Lauren Elkin s’exprime dans un français parfait. Cette Américaine installée depuis longtemps à Paris, passée par Venise (dont elle a tiré un livre, Une année à Venise) et Tokyo, vit aujourd’hui à Paris vers la gare de l’Est, mais passe quelque temps à Liverpool en ce moment avec son compagnon, musicien, qui y enseigne, et leur bébé de 5 mois. Elle est venue nous retrouver à Londres, exactement le vendredi 8 mars, Journée internationale des droits des femmes. “Happy Women’s day !”, nous lance-t-elle en arrivant dans les bureaux de la Wylie agency, en plein cœur de ce Bloomsbury qu’arpentait de long en large Virginia Woolf, l’une des nombreuses figures dont s’est inspirée Elkin, en plus de celles, entre autres, de Jean Rhys, George Sand, Agnès Varda, Sophie Calle et de sa propre expérience.
Elle y raconte s’être perdue dans les rues de Bloomsbury, justement au coin de cette rue sur Bedford Square, la première fois qu’elle est venue couler ses pas dans ceux de l’auteure de Street Haunting – A London Adventure (Au hasard des rues – une aventure londonienne), suivre son fantôme pour mieux s’affirmer en femme libre.
C’est peu avant, en débarquant à Paris poursuivre ses études à la Columbia University dans le VIe arrondissement que cette Américaine née en 1978 a eu l’idée de travailler sur le thème de la femme dans la ville : “J’ai découvert le mot flâneur, flânerie, et je l’ai immédiatement traduit au féminin, flâneuse.

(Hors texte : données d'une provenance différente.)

PR #2715, opened 2022-11-16
change default for Driver supports['optimization'] to False

### LINKED ISSUE #2714: Change default for Driver option supports['optimization'] to False

The `supports['optimization']` option currently  [defaults](https://github.com/OpenMDAO/OpenMDAO/blob/master/openmdao/core/driver.py#L163) to `True` in the Driver base class.

This is actually incorrect, as the base class itself does not support optimization.

The default should be changed to `False` and Driver sub-classes should set it appropriately.

This is technically a backward incompatible change for outside developers that may have developed their own drivers.  However, this option was only added 4 months ago, specifically to support the optimization report, so the impact should only be that non-OpenMDAO drivers that rely on the default would not auto-generate an Optimization report unless updated to set the option to `True`.

### Associated POEM

N/A

swryan:
### Summary

The `supports['optimization']` option previously [defaulted](https://github.com/OpenMDAO/OpenMDAO/blob/master/openmdao/core/driver.py#L163) to True in the Driver base class.

Since the base Driver class does not in fact support optimization, the default has been changed to `False` and Driver sub-classes have been updated set the option as appropriate rather than relying on the default.

### Related Issues

- Resolves #2714

For outside developers that may have developed their own drivers, the optimization report will not be automatically generated unless the `supports['optimization']` option is set to `True`.  Previously this was the default.

### New Dependencies

None

### DIFF
--- a/openmdao/visualization/opt_report/tests/test_opt_report.py
+++ b/openmdao/visualization/opt_report/tests/test_opt_report.py
@@ -163,8 +163,14 @@ class TestOptimizationReport(unittest.TestCase):
                                           )
         expect = {'obj_calls': 0, 'deriv_calls': 0}
         self.check_opt_result(expected=expect)
-        opt_report(self.prob)
-        self.check_opt_report(expected=expect)
+
+        expected_warning_msg = "The optimizer report is not applicable for the Driver Driver " \
+                               "which does not support optimization"
+        with assert_warning(DriverWarning, expected_warning_msg):
+            opt_report(self.prob)
+
+        outfilepath = str(pathlib.Path(self.prob.get_reports_dir()).joinpath(_default_optimizer_report_filename))
+        self.assertFalse(os.path.exists(outfilepath))
 
     def test_opt_report_scipyopt_SLSQP(self):
         self.setup_problem_and_run_driver(om.ScipyOptimizeDriver,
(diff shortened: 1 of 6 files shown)


naylor-b (approved):

openmdao/visualization/opt_report/tests/test_opt_report.py
```diff
@@ -163,8 +163,14 @@ def test_opt_report_run_once_driver(self):
                                           )
         expect = {'obj_calls': 0, 'deriv_calls': 0}
         self.check_opt_result(expected=expect)
-        opt_report(self.prob)
-        self.check_opt_report(expected=expect)
+
+        expected_warning_msg = "The optimizer report is not applicable for the Driver Driver " \
```
Kenneth-T-Moore, line 167: Tangential issue, but we probably want to put the driver name in single quotes in this error message, so that it looks like `for the Driver 'Driver'`.

Kenneth-T-Moore (approved):

openmdao/visualization/opt_report/tests/test_opt_report.py
swryan: Sorry meant to make this fix before merging... adding it to #2716

PR #2716, opened 2022-11-16
Deprecate Component as a model, handle gracefully

### LINKED ISSUE #2684: AutoIVC incorrect behavior if system is a single component. Various other issues when `Problem.model` is a Component.
### Description

A user reported that the AutoIVC feature doesn't work correctly when the system is a single component, as there is no Group in which to put the automatically created IndepVarComp.

While testing this, I uncovered a few other issues with problems in which the model was a single system.
Our reliance on AutoIVC has me tempted to say that we should just deprecate this behavior and in the future require that `Problem.model` be a Group, or at least be derived from Group.

Some of these cases are captured below.  Others include the N2 being wonky (but still generated as a report) in this situation.

### Example

```python
import unittest

import openmdao.api as om


class TestComponentAsSystem(unittest.TestCase):
    """
    This code shows various issues we encounter when the System _is_ a component.
    """
    def test_component_as_system(self):

        prob = om.Problem()

        prob.model = om.ExecComp('z = x + y')

        prob.setup()

        prob.set_val('x', 2)
        prob.set_val('y', 5)

        prob.run_model()

        assert_near_equal(7.0, prob.get_val('z'))

    def test_promotes_component_as_system(self):
        """
        Promotes error because theres nowhere to promote to, but that isn't necessarily clear.

        The error is

        RuntimeError: <model> <class ExecComp>: arg 'promotes_inputs' in call to ExecComp() does
        not refer to any variable in the expressions ['z = (x - 2)**2']

        Clearly that's not the case.
        """
        prob = om.Problem()

        prob.model = om.ExecComp('z = (x - 2)**2', promotes_inputs=['x'], promotes_outputs=['z'])

        prob.setup()

        prob.set_val('x', 5)

        prob.run_model()

        assert_near_equal(9.0, prob.get_val('z'))

    def test_optimize_component_as_system(self):
        """
        Promotes error because theres nowhere to promote to, but that isn't necessarily clear.

        Errors with 'Output not found for design variable 'x'.
        """
        prob = om.Problem()

        prob.model = om.ExecComp('z = (x - 2)**2')

        prob.model.add_design_var('x')
        prob.model.add_objective('z')

        prob.setup()

        prob.set_val('x', 5)

        prob.run_driver()

        assert_near_equal(2.0, prob.get_val('x'))
```

### OpenMDAO Version

3.21.1-dev

_No response_

swryan:
### Summary

- issue a deprecation warning if Problem setup() is called with a model that is not a Group
- improve error message when model is not a Group and Problem expects AutoIVCs
- improve error message when user accidentally uses 'promotes' arg in ExecComp arg list
- add tests for component as a model, consolidated existing tests into common test module
- update N2 logic to handle component as a model in more user friendly way, generate html file with message

Some of this is uglier than I would like.. open to suggestions.

### Related Issues

- Resolves #2684 

None

### New Dependencies

None


Kenneth-T-Moore (approved):

openmdao/recorders/recording_manager.py
```diff
@@ -190,7 +192,12 @@ def record_viewer_data(problem):
...
     if recorders:
         from openmdao.visualization.n2_viewer.n2_viewer import _get_viewer_data
-        viewer_data = _get_viewer_data(problem)
+        try:
+            viewer_data = _get_viewer_data(problem)
+        except TypeError as err:
+            viewer_data = {}
+            issue_warning(str(err))
+
         viewer_data['md5_hash'] = problem.model._generate_md5_hash()
```
naylor-b, line 201: If a TypeError is caught above, won't this just raise a KeyError?

swryan: Not sure I understand your thought here..
If there is a TypeError, the dict is initialized to empty and the 'md5_hash' key is added to that empty dict
(There is a test for this case btw: https://github.com/swryan/OpenMDAO/blob/2684_model_not_group/openmdao/recorders/tests/test_sqlite_reader.py#L1298)

naylor-b (approved):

J’ai cherché des livres qui parlaient de femmes qui aimaient se promener dans les rues. Très vite, j’ai rencontré des contradictions. Les femmes ne pouvant pas se promener librement dans les rues comme les hommes, la figure de la flâneuse ne pouvait pas exister. Et il me paraissait, en 2011, quand j’ai commencé à travailler sur ce livre, que le problème persistait. »
« Ce n’est pas aux femmes de faire quelque chose, c’est aux hommes de changer. C’est à eux de dire : ‘MeToo, moi aussi je suis un porc, et il faut que j’arrête de faire ça”
« Je vivais à Paris, et les problèmes de harcèlement de rue, de micro-agressions, n’arrêtaient pas. Et ça dans tous les quartiers. L’incident le plus marquant qui m’est arrivé s’est produit rue d’Ulm, dans le Ve arrondissement, à midi. Je portais une jupe crayon fendue à l’arrière et un mec a passé sa main à travers et m’a touché le sexe. C’était une violation très claire de mon droit d’exister dans la rue. Il y avait bien un problème pour que les femmes puissent se balader dans les rues, et il me fallait en parler. On me demande beaucoup ce qu’on peut faire, en tant que femme. Je réponds toujours que ce n’est pas aux femmes de faire quelque chose, c’est aux hommes de changer. C’est à eux de dire : ‘MeToo, moi aussi je suis un porc, et il faut que j’arrête de faire ça.”
La sensation claustro d’un emprisonnement
Elkin a grandi dans une zone pavillonnaire de Long Island où il fallait prendre sa voiture pour aller d’un point A à un point B, et où devant la maison de sa famille, il n’y avait même pas de trottoir. Elle se souvient d’une enfance passée à attendre que sa mère l’emmène en voiture ici ou là. La sensation claustro d’un emprisonnement. Autant dire tout pour préparer une gamine à prendre la fuite, à n’aimer rien d’autre que la liberté de se déplacer seule, où elle veut.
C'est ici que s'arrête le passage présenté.